Brontë enthusiasts have banded together to stop Sotheby’s from auctioning off rare manuscripts.
Last month, Sotheby’s announced that a collection of rare Brontë-affiliated manuscripts, most notably a volume of 31 handwritten poems by Emily Brontë, was slated for auction along with other manuscripts by Robert Burns and Walter Scott. Now, Sotheby’s has agreed to delay their auction, as a group of British libraries and museums have announced their attempt to purchase and preserve the collection for the public. The time frame of the auction delay has not been publicly announced.
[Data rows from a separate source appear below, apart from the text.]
PR #1383, opened 2020-09-28
Follow up PR for https://github.com/fabric8io/docker-maven-plugin/pull/1373

rohanKanojia:
Follow up PR for #1373 

Use regex in order to resolve ARG value

### DIFF
--- a/src/main/java/io/fabric8/maven/docker/util/DockerFileUtil.java
+++ b/src/main/java/io/fabric8/maven/docker/util/DockerFileUtil.java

The aforementioned manuscripts are all part of a private library, the Honresfield Library, collected and kept in the 1800s by Alfred and William Law; after Alfred’s nephew, inheritor of the library, died, the collection disappeared from public view and was thought to be lost to the ages. When Sotheby’s announced the auction, Brontë fans and academics were thrilled that the Honresfield Library existed—but upset that these important documents might be sold right back into private collections, where the public couldn’t access them. Thus, eight groups—the British Library, the National Library of Scotland, the Bodleian Libraries at Oxford, the Brotherton Library at the University of Leeds, and museums dedicated to Jane Ausen, Walter Scott, Robert Burns and the Brontës—have united to raise $21 million.
Said the supergroup in a statement, “A private library of English literature of such significance has not been placed on the open market for many decades,” said the supergroup in a statement. A major and coordinated effort is needed to save this astonishingly important collection.”